Analysis: Car Torque: Jaguar launches cashless fuel fill-ups
Jaguar has unveiled a new app in the UK that allows drivers the opportunity to pay for their petrol from within their car.
Using the app interface, which appears in the touchscreen menu of the Jaguar, drivers can select the type of fuel they require and the dollar amount needed. They then simply fill up the car as normal, without having to head into the service station office to pay.
What’s more, once refuelled, the system can send a GST receipt directly to the driver’s accounting software from the vehicle.
Jaguar NZ general manager Steve Kenchington says the integrated app will introduce a new level of efficiency for an essential task.
“With this new technology will come a more streamlined fuel purchase process and greater convenience for the driver.
“Car owners will no longer have to queue to make payments, unbuckle young children from safety constraints, brave bad weather or even remember to bring their wallets inside with them as all payment details are securely stored in the app,” he says.
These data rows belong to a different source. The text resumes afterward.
PR #40307, opened 2022-08-22
[tests-only]Remove unnecessary test from core

SwikritiT:
## Description
The test is tagged with `@notToImplementOnOCIS` and it's skipped in `oc10` as well since it's a test related to `TUS` protocol.

## Motivation and Context
According to the discussion here in https://github.com/owncloud/ocis/issues/1141 seems like this test is not relevant so I'm removing it 

## How Has This Been Tested?

- CI

## Types of changes

- [ ] Technical debt

## Checklist:

- [ ] Code changes
- [ ] Unit tests added
- [ ] Acceptance tests added

### DIFF
--- a/tests/acceptance/features/apiWebdavUploadTUS/uploadFile.feature
+++ b/tests/acceptance/features/apiWebdavUploadTUS/uploadFile.feature
@@ -216,19 +216,3 @@ Feature: upload file
     | spaces      | "filewithLF-and-CR\r\n" | ZmlsZXdpdGhMRi1hbmQtQ1INCgo= |
     | spaces      | "folder/file"           | Zm9sZGVyL2ZpbGU=             |
     | spaces      | "my\\file"              | bXkMaWxl                     |
-
-  @notToImplementOnOCIS @issue-ocis-1141
-  Scenario Outline: upload a file using the resource URL of another user
-    Given using <dav_version> DAV path
-    And user "Brian" has been created with default attributes and without skeleton files
-    And user "Alice" has created a new TUS resource on the WebDAV API with these headers:
-      | Upload-Length   | 10                        |
-      #    dGV4dEZpbGUudHh0 is the base64 encode of textFile.txt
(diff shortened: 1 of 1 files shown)


tests/acceptance/features/apiWebdavUploadTUS/uploadFile.feature
```diff
@@ -216,19 +216,3 @@ Feature: upload file
...
-      | Upload-Length   | 10                        |
-      #    dGV4dEZpbGUudHh0 is the base64 encode of textFile.txt
-      | Upload-Metadata | filename dGV4dEZpbGUudHh0 |
-    When user "Brian" sends a chunk to the last created TUS Location with offset "0" and data "12345" using the WebDAV API
-    Then the HTTP status code should be "403"
-    And as "Alice" file "/textFile.txt" should not exist
-    Examples:
-      | dav_version |
-      | old         |
-      | new         |
```
SwikritiT, line 234: This is a test related to `TUS` protocol and if it's `notToImplement` on ocis I think it can be removed as `oc10` doesn't support TUS. 

@phil-davis or do we want to keep it incase `tus` is implemented in `oc10`? Will it be implemented here?

phil-davis: Let's remove it.
@SwikritiT we need to have some TUS "security" tests like this in the local API tests in oCIS. There just need to be a few scenarios (maybe only 1 needed?) that check that users cannot interfere with other user's TUS uploads (they get 403 or some other sensible 4xxx status if they try) Please make an issue in oCIS for such test(s) so that we do not forget.

phil-davis (approved):

tests/acceptance/features/apiWebdavUploadTUS/uploadFile.feature
phil-davis: Now I read the linked discussion - actually we will not enforce user authentication on that TUS "temporary" endpoint. It has a "token" that can be used by whoever knows the token.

Mr Kenchington says the new technology is just a first in a series of cashless innovations from Jaguar Land Rover which, in overseas markets to begin with, will include parking and drive-through restaurant purchasing too.
Suitable for New Zealand?
Jaguar New Zealand is keen to see the cashless fuel buying technology adapted in this part of the world. The distributor may have little choice, as Jaguar Land Rover is looking to roll out the app across a broader range of models within its portfolio, including forthcoming Land Rover and Range Rover products as well as the Jaguar XE and F-Pace.
But, with the app designed in conjunction with the Shell Oil company in the UK, an oil distributor no longer operating in the New Zealand market – Jaguar Land Rover New Zealand might need to look for local integration through another chain.
Theoretically this shouldn’t be an issue though, a local spokesman told us, as the technology is designed to be ‘brand agnostic’; the system’s program structure sits underneath an oil chain’s branding overlay, with the transactional aspect of the system remaining with a third party service provider such as PayPal.
But there are other questions over the usability of the service in a New Zealand context. For example, several chains already feature “pay at pump” services, whereby the customer essentially performs the transaction for fuel through a card reader placed at the pump, meaning the opportunity not to have to leave their vehicle and walk inside to pay for fuel at the cash register is already an option.
Also, will Jaguar Land Rover find a willing partner for the technology when the modern oil chain makes so much of its profit from products other than fuel, such as coffee and confectionary? The app essentially ensures Jaguar Land Rover customers won’t make other discretionary spending decisions inside the store.
Regardless, Mr Kenchington says the technology will be introduced for New Zealand Jaguar drivers from 2018. It will be interesting to see which oil chain the distributor manages to partner with for the initiative.